Why would we care about factors? Because mathematics, unlike human structures like language, has rules that don’t break. In maths, when a rule has an exception the rule must be rewritten.
First problem: do we understand what a factor is? Does everyone agree that they do understand what we mean by a factor?
We’re only working with positive integers here - what back in primary school you called ‘numbers’. None of those pesky decimal things. So when someone asks if 28 divides by seven the answer is ‘yes’, but if 30 can be divided by 7 (same thing, different words), the answer is ‘no’. Meaning, “No, not without having a remainder or some decimal bits”. This is a good argument for knowing your tables, too.

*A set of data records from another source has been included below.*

PR #84, opened 2026-05-23
fix(renderer): re-resolve ENS pages on reload to refresh trust badge

### LINKED ISSUE #82: Reload does not re-verify ENS pages: trust badge stuck on the verification method used at first load
**Affects:** PR #71 (`feat(ens): cryptographic ENS verification via Colibri`), branch `feature/kolibri`. Surfaced while validating PR #80 (which fixes #79).
**Severity:** Low–Medium — the badge displayed is always factually correct (it reflects how the visible content was actually verified), but the user has no in-product way to re-verify an already-loaded ENS page under the current verification method. Reload, the obvious affordance, is a no-op for trust state.

cc @flotob

## Summary

Hitting the reload button (or Cmd/Ctrl+R, Cmd/Ctrl+Shift+R) on an already-loaded ENS page does not re-resolve the ENS name and does not refresh the trust shield / popover. After switching the ENS verification method at `freedom://settings/ens`, the only way to get a background ENS tab's badge to reflect the new method is to re-type the ENS name into the address bar (or otherwise re-navigate it via a fresh `loadTarget`). A reload alone keeps the old method's badge.

This is a pre-existing structural limitation of the reload path. PR #80 (#79's fix) does not address it — it correctly stops the badge from *vanishing*, but it does not give the user a way to *refresh* it. The original rationale in #79 (*"When the user navigates or reloads them, the new resolution naturally overwrites the entry under the new method"*) overstated the reload half — navigate works, reload does not.

## Reproduction

1. Navigate to any verifying ENS name, e.g. `bzz://vitalik.eth/`. Confirm the trust shield is visible and the popover reports the current method (e.g. *Method: Colibri*).
2. Open `freedom://settings/ens` (in this tab or another) and switch **Verification method** from *Colibri* to *Public-RPC quorum*.
3. Return to the ENS tab. The shield is still visible and the popover still reports *Method: Colibri* (correct, per #80 — that *is* how the visible content was verified).
4. Click the reload button (or press Cmd/Ctrl+R, or Cmd/Ctrl+Shift+R for a hard reload).

**Expected:** A reload re-resolves the ENS name under the currently-configured verification method and updates the trust badge / popover to reflect the new method (or surfaces a verification failure if quorum disagrees on the contenthash).

**Actual:** The webview re-fetches the same content hash. The trust badge and popover are unchanged. There is no in-product way short of re-typing the ENS name to get the badge to reflect the current setting.

## Root cause

In `src/renderer/lib/navigation.js`, both reload variants funnel through `retryErrorPageOrReload` (lines 1400–1424):

```js
const retryErrorPageOrReload = (webview, hard) => {
  const current = webview.getURL();
  const originalUrl = getOriginalUrlFromErrorPage(current, errorUrlBase);
  if (originalUrl) {
    loadTarget(originalUrl);
    return;
  }
  ...
  if (hard) {
    webview.reloadIgnoringCache();
  } else {
    webview.reload();
  }
};
```

`webview.reload()` re-fetches the **webview's current URL**, which for an ENS-resolved page is the **resolved transport URL carrying the actual content hash** (e.g. `bzz://0xabc…/path`) — set when the initial `loadTarget` call did `webview.loadURL(targetUri)` (around `navigation.js:1183`). The ENS name was substituted out at that point and is not part of the URL Chromium reloads.

As a result, reload:
- Never re-enters `loadTarget`.
- Never calls `electronAPI.resolveEns`.
- Never reaches `state.ensTrustByName.set(name, result.trust)` (`navigation.js:1084`).

The trust badge stays frozen at whatever method verified the page at first load.

## Why the main-process cache isn't the blocker

The main process already does the right thing on settings flips: `refreshDownstream` (`src/main/networks/network-ipc.js:34`) calls `require('../ens-resolver').invalidateCachedProvider()`, which in turn calls `clearEnsResolutionCaches()` (`src/main/ens-resolver.js:1778`) and empties `ensResultCache`, `ensAddressCache`, `ensReverseCache`, and `inFlightResolves`. So a fresh `resolveEns` call after a settings change really will run a full resolution under the new method — it would not return a stale cached result.

The only missing link is the renderer routing reload through `loadTarget` for ENS pages.

## Proposed fix

In `retryErrorPageOrReload`, detect ENS-form address-bar values before falling through to `webview.reload()` and route them through `loadTarget` instead. The address bar already holds the ENS form (`bzz://vitalik.eth/...`, `ipfs://name.eth/...`, `ipns://name.eth/...`, bare `name.eth`) thanks to `setAddressDisplayForTab`, so `parseEnsInput` will match and the full ENS resolution path will re-run, overwriting `state.ensTrustByName.get(name)` when the resolution settles.

```js
const retryErrorPageOrReload = (webview, hard) => {
  const current = webview.getURL();
  const originalUrl = getOriginalUrlFromErrorPage(current, errorUrlBase);
  if (originalUrl) {
    loadTarget(originalUrl);
    return;
  }

  // ENS pages: re-resolve under the current verification method so the
  // trust badge reflects today's settings, not whatever was in effect at
  // first load. The address bar holds the ENS-form display
  // (bzz://name.eth/..., ipfs://name.eth/..., bare name.eth), which
  // loadTarget routes back through resolveEns.
  const addressValue = (addressInput?.value || '').trim();
  if (parseEnsInput(addressValue)) {
    loadTarget(addressValue);
    return;
  }

  if (hard) {
    webview.reloadIgnoringCache();
  } else {
    webview.reload();
  }
};
```

## Open design questions

These don't block the basic fix above but should be decided before merging:

### 1. Hard-reload semantics for ENS

Today `webview.reloadIgnoringCache()` only bypasses Chromium's HTTP cache. The natural ENS analogue is to also bypass `ensResultCache` (15 min TTL — `src/main/ens-resolver.js:383`). Without this, a hard reload performed shortly after the previous resolution will still hit the in-process resolver cache and return the same answer.

Two reasonable shapes:
- **a.** Add a `{ skipCache: true }` option to `resolveEns` (and `resolveEnsContent` in main) that the hard-reload path sets.
- **b.** Have the hard-reload branch call the already-exported `invalidateEnsContent(name)` (`src/main/ens-resolver.js:1791`) before dispatching to `loadTarget`. Simpler — no new parameter surface — at the cost of one extra IPC round-trip and a small race window if another tab is mid-resolve for the same name.

I'd default to **b** unless someone has a reason to prefer the threading in **a**.

### 2. Behavior on non-mainnet ENS names

`parseEnsInput` matches `.eth` and `.box`. Both go through `electronAPI.resolveEns`, so the same fix applies uniformly. No special-casing needed.

### 3. Error-page retry path

The existing `getOriginalUrlFromErrorPage` branch already calls `loadTarget(originalUrl)`, so an error page recovered from an ENS load already re-resolves correctly. No change needed there.

### 4. Reload while loading

The reload button doubles as a stop button while loading (`navigation.js:1770`). The ENS branch should only kick in when the user is actually reloading, not stopping — the existing early-return for `navState.isWebviewLoading` handles that before `retryErrorPageOrReload` is called, so it's already correct.

## Test coverage to add

`src/renderer/lib/navigation.test.js`:

1. **Soft reload of an ENS page re-resolves.** With `addressInput.value = 'bzz://vitalik.eth/'` and pre-existing trust, calling `reloadPage()` invokes `electronAPI.resolveEns('vitalik.eth')` and does *not* call `webview.reload()`. When the resolution settles with a new `trust` object (e.g. flipped method), `state.ensTrustByName.get('vitalik.eth')` reflects the new value.

2. **Reload of a non-ENS page falls through to `webview.reload()`.** With `addressInput.value = 'https://example.com'`, calling `reloadPage()` invokes `webview.reload()` and does not call `electronAPI.resolveEns`.

3. **Hard reload of an ENS page** does the same as (1) plus whatever cache-bypass shape is chosen in design question 1.

4. **Reload from an ENS error page** continues to use the `getOriginalUrlFromErrorPage` recovery path (regression guard for the existing branch order).

## Relationship to #79 / #80

- #79: trust badge **vanishes** on background ENS tabs after settings flip. Fixed by #80 (don't clear `ensTrustByName` globally).
- This issue: trust badge **doesn't refresh on reload**, leaving the user with no in-product way to re-verify under the current method.

The two are independent. PR #80 should still merge as-is — it fixes the cosmetic regression and gives the badge honest semantics ("this is how the visible page was verified"). This issue is a follow-up that completes the loop by giving reload its intuitive meaning for ENS pages.

## Out of scope

- A separate "Re-verify under current method" button or menu entry. Could be useful as an explicit affordance, but reload is the conventional UX for "do whatever you do, again, freshly" and should carry the semantics first.
- Auto-re-verification on tab focus / activation. Considered and rejected in #79 discussion — has a semantic risk window where the badge could claim a verification level for content that was actually fetched under a different method.
- A stale-badge indicator (e.g. dimming the shield when the current setting differs from the verification method used). Additive scope; could be revisited if users find it useful.

meinharrd:
## Summary

Fixes #82 — reload on an ENS page used to call `webview.reload()` against the resolved transport URL (carrying the actual content hash), which never re-entered the ENS resolution path. After flipping the ENS verification method at `freedom://settings/ens`, the trust badge stayed stuck on the previous method until the user re-typed the name into the address bar.

`retryErrorPageOrReload` now keys the decision on the active tab's **committed display URL** — a new dedicated `navigationState.committedDisplayUrl` field written *only* by navigation commit points. When that identity is ENS-form (`bzz://name.eth/...`, `ipfs://name.eth/...`, `ipns://name.eth/...`, bare `name.eth`), reload routes through `loadTarget`, which re-runs `resolveEns` under the currently-configured method and overwrites `state.ensTrustByName` with the fresh trust object.

- **Soft reload** (`Cmd/Ctrl+R`) of a committed ENS page re-runs the full ENS resolution path. The main process's `refreshDownstream` already clears `ensResultCache` on settings flips, so a fresh `resolveEns` call really does re-verify under the new method.
- **Hard reload** (`Cmd/Ctrl+Shift+R`) additionally calls the already-exported `electronAPI.invalidateEnsContent(name)` IPC to bypass the 15-min `ensResultCache` TTL — the simpler design option **(b)** from the issue, no new parameter threading required.
- **Dirty / draft address bar is preserved.** Reading `committedDisplayUrl` rather than the live input or the draft snapshot means an unsubmitted `vitalik.eth` typed over an `https://example.com` page reloads the current page; submitting the typed value remains the form `submit` handler's job.
- **Error-page recovery branch runs first.** `getOriginalUrlFromErrorPage` → `loadTarget(originalUrl)` is unchanged. For hard reload from an ENS error page, the recovery branch *also* invalidates the contenthash cache before re-resolving.
- **Background-tab ENS commits are covered.** `tabs.js` only forwards `did-navigate` to the renderer navigation handler for the active tab, so an ENS load that resolves while its tab is in the background never went through the foreground commit path. The fix marks the actual commit points (shared dweb prefix, HTTP, Radicle, view-source) with `{ commit: true }` so `setAddressDisplayForTab` writes `committedDisplayUrl` on the *target* tab regardless of active state — switching back and reloading now triggers a fresh ENS resolution.
- **Both `.eth` and `.box`** are handled uniformly through `parseEnsInput`; no special-casing.

A small `invalidateEnsContentForHardReload(name)` helper is shared between the error-recovery and committed-page branches.

### Why a new field instead of reusing `addressBarSnapshot`?

`addressBarSnapshot` is overloaded: it's overwritten on `focusin` and `tab-switched` to support address-bar draft restoration and Escape-to-restore. That means it can carry *unsubmitted* user input. Concretely, this flow used to break reload:

1. Open `https://example.com` (commits).
2. Type `vitalik.eth` in the address bar without submitting.
3. Switch to another tab — `tab-switched` writes the live (draft) `addressInput.value` into the previous tab's `addressBarSnapshot`.
4. Switch back — `addressInput.value` is restored from the snapshot (still the draft).
5. Hit reload — pre-fix, reload would re-resolve and navigate to the typed-but-unsubmitted `vitalik.eth`.

Splitting the state into two fields fixes this cleanly:

- `addressBarSnapshot` keeps its draft/restoration semantics — still written by `focusin` and `tab-switched`, still consumed by Escape-to-restore and tab-switching display derivation.
- `committedDisplayUrl` is written *only* by navigation commit points (the `did-navigate` handlers and, for background tabs, the `commit: true` calls in `loadTarget`'s commit branches), so it stays a stable identity for the active page even when the user is mid-typing.

Defaults added to `src/renderer/lib/tabs.js` `createNavigationState()` and to `src/renderer/lib/state.js`.

### Background-tab ENS commit gap

`tabs.js`'s per-webview `did-navigate` listener only forwards events to `navigation.js`'s `webviewEventHandler` for the **active** tab. An ENS load that resolved and committed while its tab was backgrounded would therefore never run the renderer-side `did-navigate` path that writes `committedDisplayUrl`. Pre-fix:

1. Start loading `vitalik.eth` in Tab A.
2. Switch to Tab B before `resolveEns` settles / `webview.loadURL` fires.
3. Tab A finishes loading in the background.
4. Switch back to Tab A.
5. Change the ENS verification method.
6. Hit reload — `committedDisplayUrl` is empty, the ENS branch doesn't fire, and reload falls through to `webview.reload()`.

Fix: `setAddressDisplayForTab(displayValue, tabId, opts)` now accepts `{ commit: true }`. When set, it writes `committedDisplayUrl` on the target tab's `navigationState` regardless of active state. Marked at the actual navigation commit points: `commitDwebNavigationPrefix` (shared by IPFS and Swarm/bzz), the HTTP/HTTPS branch, the Radicle branch, and the view-source ENS-post-resolve and default branches. Pre-resolution placeholder calls (the in-flight ENS placeholder at the top of the ENS path, the view-source ENS placeholder) keep the default `commit: false` — they're tentative and not a commit. For the active tab `did-navigate` overwrites `committedDisplayUrl` shortly after, so the early write is harmless and idempotent.

### Provider permission checks no longer key on draft URLs

`getDisplayUrlForWebview()` (consumed by `swarm-provider.js` → renderer, plus the main-process `swarm-provider-ipc` for permission keys/prompts) used to read `addressBarSnapshot`. After the field split that's a draft value. A Swarm site firing a request while the user was mid-typing — or after a tab-switched draft was outstanding — would have had its permission prompt keyed on the typed-but-not-loaded URL instead of the actual page origin.

The helper now returns `committedDisplayUrl` and falls back to `addressBarSnapshot` only as a defensive guard for legacy / partially-initialised tab state that predates the new field. Docstring updated to spell out the contract.

## Test plan

`src/renderer/lib/navigation.test.js` — nine regression tests under a new `ENS reload re-resolution` describe block:

- [x] Soft reload of a committed ENS page calls `electronAPI.resolveEns(name)` and updates `state.ensTrustByName`, without calling `webview.reload()` or `invalidateEnsContent`.
- [x] Hard reload of a committed ENS page calls `invalidateEnsContent(name)` *and* `resolveEns`, without calling `webview.reload()` or `webview.reloadIgnoringCache()`.
- [x] Soft reload of a non-ENS `https://` page falls through to `webview.reload()` and never touches `resolveEns`.
- [x] Hard reload of a non-ENS page falls through to `webview.reloadIgnoringCache()`.
- [x] Reload from an ENS error page still uses the `getOriginalUrlFromErrorPage` recovery path.
- [x] Hard reload from an ENS error page invalidates the contenthash cache and re-resolves.
- [x] Reload with unsubmitted ENS-looking text in the address bar reloads the current non-ENS page.
- [x] Reload after typing ENS draft → switching tabs → switching back reloads the current non-ENS page (asserts the `addressBarSnapshot` ↔ `committedDisplayUrl` split actually holds end-to-end through the tab-switch handler).
- [x] **New (review):** Reload after a background ENS navigation commits in another tab re-resolves on switch-back. End-to-end: kick off ENS resolution targeting Tab A with a deferred `resolveEns`; switch to Tab B; resolve ENS; assert `tabA.navigationState.committedDisplayUrl` is populated even though Tab A was backgrounded; switch back; click reload; assert `resolveEns` is called and `webview.reload()` is not.

A shared `commitDisplay(ctx, value)` helper in the test file mirrors the production `did-navigate` shape by writing the value into `addressInput.value`, `navigationState.addressBarSnapshot`, *and* `navigationState.committedDisplayUrl`.

`src/renderer/lib/tabs.test.js` — three new tests for `getDisplayUrlForWebview()`:

- [x] Returns `committedDisplayUrl`, ignoring an unsubmitted draft in `addressBarSnapshot`.
- [x] Falls back to `addressBarSnapshot` when `committedDisplayUrl` is empty (legacy state).
- [x] Returns `''` for an untracked webview.

Plus the existing per-tab navigation-state property test extended to assert `committedDisplayUrl` is present on every new tab.

Local verification:

- [x] `npm test -- src/renderer/lib/navigation.test.js src/renderer/lib/tabs.test.js` — 60/60 pass.
- [x] `npm test` — 1483 pass; one pre-existing `bee.test.js` integration failure on `main` that requires a live Bee node, unrelated to this PR.
- [x] `npm run lint` — clean.

## Manual smoke test

1. Navigate to `bzz://vitalik.eth/`. Confirm the trust shield is visible and the popover reports the current method.
2. Open `freedom://settings/ens` and switch **Verification method** from _Colibri_ to _Public-RPC quorum_ (or vice versa).
3. Return to the ENS tab and hit reload (or `Cmd/Ctrl+R`).
4. **Expected:** the trust shield popover now reports the new method (or surfaces a verification failure if quorum disagrees on the contenthash). Hard reload (`Cmd/Ctrl+Shift+R`) does the same and additionally bypasses the 15-min ENS contenthash cache.
5. **Dirty-address-bar guard:** on an `https://example.com` page, click into the address bar and type `vitalik.eth` *without submitting*, then click reload. The page should reload `example.com`, not navigate to `vitalik.eth`.
6. **Tab-switch guard:** repeat (5) but instead of clicking reload immediately, switch to a different tab, switch back to the `example.com` tab (the address bar will still display the unsubmitted `vitalik.eth`), and *then* click reload. The page should still reload `example.com`.
7. **Background-commit guard:** in Tab A type `vitalik.eth` and submit; *immediately* `Cmd/Ctrl+T` to a new tab so Tab A's resolution commits while it's backgrounded. Wait a moment, switch to `freedom://settings/ens` and flip the verification method, then switch back to Tab A and hit reload. The trust shield popover should reflect the new method.

### DIFF
--- a/src/renderer/lib/navigation.js
+++ b/src/renderer/lib/navigation.js
@@ -194,16 +194,15 @@ const setLoading = (isLoading, tabId = null) => {
 // switchback after a background-tab view-source dispatch picks up the
 // right state.
 //
-// `commit` marks this call as the actual navigation commit point — the
-// site we're about to (or just did) hand to `webview.loadURL`. When set,
-// we also write the value into `navState.committedDisplayUrl`, which is
-// what reload reads. For the active tab `did-navigate` will overwrite
-// this shortly after, so the early write is harmless (but consistent).
-// For *background* tabs `tabs.js` does not forward `did-navigate` to the
-// renderer's navigation handler, so without this early write a background
-// ENS load would never populate `committedDisplayUrl` — the user could
-// switch back, hit reload, and fall through to `webview.reload()` instead
-// of re-resolving under today's verification method.
+// This helper deliberately never writes `committedDisplayUrl`. That
+// field is the post-commit page identity used by reload and by provider
+// permission keying; writing it before `webview.loadURL` actually
+// commits would let the destination origin briefly stand in for the
+// still-loaded previous page (most starkly: `bzz://name.eth` is set
+// here before the Bee warm-probe even completes). The committed write
+// belongs in tabs.js' per-webview `did-navigate` handler, which fires
+// for both active and background tabs once Chromium has actually
+// committed the navigation.
 //
 // The active-tab branch is gated on a value-change check so repeated
 // no-op calls (every dispatch + every did-navigate on the hot path) don't
@@ -212,13 +211,8 @@ const setLoading = (isLoading, tabId = null) => {
 const setAddressDisplayForTab = (
   displayValue,
   tabId,
-  { isViewingSourceForTab = false, commit = false } = {}
+  { isViewingSourceForTab = false } = {}
 ) => {
-  const targetTab =
-    tabId !== null && tabId !== undefined ? getTabById(tabId) : getActiveTab();
-  if (commit && targetTab?.navigationState) {
-    targetTab.navigationState.committedDisplayUrl = displayValue;
-  }
   if (isActiveTab(tabId) || tabId === null) {
     if (addressInput.value !== displayValue) {
       addressInput.value = displayValue;
@@ -226,6 +220,8 @@ const setAddressDisplayForTab = (
     }
     return;
   }
+  const targetTab =
+    tabId !== null && tabId !== undefined ? getTabById(tabId) : null;
   if (!targetTab) return;
   if (targetTab.navigationState) {
     targetTab.navigationState.addressBarSnapshot = displayValue;
@@ -971,7 +967,6 @@ export const loadTarget = (value, displayOverride = null, targetWebview = null, 
           if (transportDisplay) {
             setAddressDisplayForTab(`view-source:${transportDisplay}`, capturedTabId, {
               isViewingSourceForTab: true,
-              commit: true,
             });
           }
 
@@ -1013,7 +1008,6 @@ export const loadTarget = (value, displayOverride = null, targetWebview = null, 
     });
     setAddressDisplayForTab(viewSourceNavigation.addressValue, targetTabId, {
       isViewingSourceForTab: true,
-      commit: true,
     });
     webview.loadURL(viewSourceNavigation.loadUrl);
     return;
@@ -1236,7 +1230,7 @@ export const loadTarget = (value, displayOverride = null, targetWebview = null, 
     const radicleTarget = formatRadicleUrl(value, state.radicleBase);
     if (radicleTarget) {
       const radicleDisplayValue = displayOverride || radicleTarget.displayValue;
-      setAddressDisplayForTab(radicleDisplayValue, targetTabId, { commit: true });
+      setAddressDisplayForTab(radicleDisplayValue, targetTabId);
       pushDebug(`[AddressBar] Loading Radicle target, set to: ${radicleDisplayValue}`);
       navState.pendingTitleForUrl = radicleTarget.targetUrl;
       navState.pendingNavigationUrl = radicleTarget.targetUrl;
@@ -1282,7 +1276,7 @@ export const loadTarget = (value, displayOverride = null, targetWebview = null, 
       }
     }
     const displayValue = displayOverride || target.displayValue;
-    setAddressDisplayForTab(displayValue, targetTabId, { commit: true });
+    setAddressDisplayForTab(displayValue, targetTabId);
     navState.pendingTitleForUrl = expectedNavUrl;
     navState.pendingNavigationUrl = expectedNavUrl;
     navState.hasNavigatedDuringCurrentLoad = false;
@@ -1349,7 +1343,7 @@ export const loadTarget = (value, displayOverride = null, targetWebview = null, 
   // Try HTTP/HTTPS URLs
   if (value.startsWith('http://') || value.startsWith('https://')) {
     const httpDisplayValue = displayOverride || value;
-    setAddressDisplayForTab(httpDisplayValue, targetTabId, { commit: true });
+    setAddressDisplayForTab(httpDisplayValue, targetTabId);
     pushDebug(`[AddressBar] Loading HTTP(S) target: ${value}`);
     navState.pendingTitleForUrl = value;
     navState.pendingNavigationUrl = value;
@@ -1552,7 +1546,6 @@ const handleNavigationEvent = (event) => {
       updateGithubBridgeIcon();
       updateProtocolIcon();
       navState.addressBarSnapshot = addressInput.value;
-      navState.committedDisplayUrl = addressInput.value;
       return;
     }
 
@@ -1576,7 +1569,6 @@ const handleNavigationEvent = (event) => {
       // from an ENS page leaves the prior page's trust shield stuck on.
       updateProtocolIcon();
       navState.addressBarSnapshot = addressInput.value;
-      navState.committedDisplayUrl = addressInput.value;
       return;
     }
 
@@ -1594,7 +1586,6 @@ const handleNavigationEvent = (event) => {
       updateGithubBridgeIcon();
       updateProtocolIcon();
       navState.addressBarSnapshot = addressInput.value;
-      navState.committedDisplayUrl = addressInput.value;
       return;
     }
 
@@ -1664,14 +1655,14 @@ const handleNavigationEvent = (event) => {
   updateGithubBridgeIcon();
   updateProtocolIcon();
 
-  // Snapshot the committed display URL for provider origin derivation.
-  // This ensures getDisplayUrlForWebview() reads the post-navigation identity,
-  // not a stale or user-edited address bar value. Also write
-  // `committedDisplayUrl`, the dedicated commit-only field that reload reads
-  // — `addressBarSnapshot` gets overwritten by focusin/tab-switched and so
-  // must not be used for reload's "what page are we currently on" check.
+  // Snapshot the live address bar so the `tab-switched` handler and any
+  // focusin-style draft restoration can paint the foreground value back
+  // when the user comes back to this tab. The dedicated commit-only
+  // `committedDisplayUrl` (used by reload and provider permission keying)
+  // is written by tabs.js' per-webview did-navigate handler — that's the
+  // single source of truth for "what page are we actually on", and it
+  // covers background tabs too.
   navState.addressBarSnapshot = addressInput.value;
-  navState.committedDisplayUrl = addressInput.value;
 };
 
 // Update bookmark bar visibility for a URL change
--- a/src/renderer/lib/navigation.js
+++ b/src/renderer/lib/navigation.js
@@ -194,11 +194,31 @@ const setLoading = (isLoading, tabId = null) => {
 // switchback after a background-tab view-source dispatch picks up the
 // right state.
 //
+// `commit` marks this call as the actual navigation commit point — the
+// site we're about to (or just did) hand to `webview.loadURL`. When set,
+// we also write the value into `navState.committedDisplayUrl`, which is
+// what reload reads. For the active tab `did-navigate` will overwrite
+// this shortly after, so the early write is harmless (but consistent).
+// For *background* tabs `tabs.js` does not forward `did-navigate` to the
+// renderer's navigation handler, so without this early write a background
+// ENS load would never populate `committedDisplayUrl` — the user could
+// switch back, hit reload, and fall through to `webview.reload()` instead
+// of re-resolving under today's verification method.
+//
 // The active-tab branch is gated on a value-change check so repeated
 // no-op calls (every dispatch + every did-navigate on the hot path) don't
 // re-run `updateProtocolIcon`, which walks `state.ensTrustByName` and
 // invokes the trust-badge resolver on every call.
-const setAddressDisplayForTab = (displayValue, tabId, { isViewingSourceForTab = false } = {}) => {
+const setAddressDisplayForTab = (
+  displayValue,
+  tabId,
+  { isViewingSourceForTab = false, commit = false } = {}
+) => {
+  const targetTab =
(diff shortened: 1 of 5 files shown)


flotob (changes requested):
Thanks for the detailed fix and tests. Requesting changes for two origin-keying issues. 1. `committedDisplayUrl` is written before navigation commits in `setAddressDisplayForTab` and its `{ commit: true }` callsites (HTTP/Radicle/view-source/dweb, with bzz before the Bee probe completes). Because `getDisplayUrlForWebview()` feeds Swarm provider permission keys, the old page can briefly be treated as the destination origin during in-flight navigation. Please keep `committedDisplayUrl` commit-only, populate it from the per-webview `did-navigate` handling in `tabs.js` for active and background tabs, and drop the pre-commit writes. 2. `getDisplayUrlForWebview()` should not fall back to `addressBarSnapshot`; that field can contain unsubmitted drafts from focus/tab-switch, and new tabs already initialize `committedDisplayUrl`, so empty should return empty. The active/background field asymmetry in `setAddressDisplayForTab` should disappear with that first fix.

meinharrd:
requested change implemented and verified by another agent. merging..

So the point, of doing this is to use stuff we already know (or are supposed to know), like how to recognise an even number (automatically it can be divided by two, so two is a factor). Or, because a number ends in a zero, it must be divisible by 10, so not only is 10 a factor, butr so are the factors of ten, i.e. 2 and 5.
One consistent way to tackle factorisation—at least until the ideas are well understood—is to divide exhaustively by successive primes. The primes are {2,3,5,7,11…} so, for example,
180 = 2x90 = 2x2x45 = 2x2x3x15 = 2x2x3x3x5
144 = 2x72 = 2x2x36 = 2x2x2x18 = 2x2x2x2x9 = 2x2x2x2x3x3
..and one way to write this is 180 = 2².3².5 while 144 = 2⁴.3², known as the canonical form. It is quite convenient and unique, that is, no two numbers can have the same canonical form. I think that entirely obvious and therefore difficult to prove satisfactorily. If you’re converting a number to canonical form, you divide by two until you can’t (i.e. use the last integer result), then by 3, then by 5, then 7 and so on.
Exercise
1. Write these numbers in canonical form 40320, 9216, 121275
2. Write these numbers in canonical form 1234, 4567, 5678, 2468.
3. Write down all the factors of these numbers 2 (two factors), 6 (four factors) , 28 (six factors), 496 (how many do you think there should be?). Use these answers for Q10 on the next page.
4. What sort of number has an odd number of factors?
5. A factorial number such as n! (“en factorial”) is 1.2.3.4…..n These become large very quickly. Write a table of the first 10 factorials, including canonical form. Check 8! against your answer in Q1.
1. 40320=8! = 2⁷.3².5.7 9219 = 9x1024 = 210.3² 121275 = 3².5².7².11
2. 1234= 2x617 4567 is prime, 5678 = 2.17.167, 2468 = 2².617
3. See Q10 in Factors 1 4. Only squares can have an odd number of factors. Primes have exactly two factors (itself and 1). 5.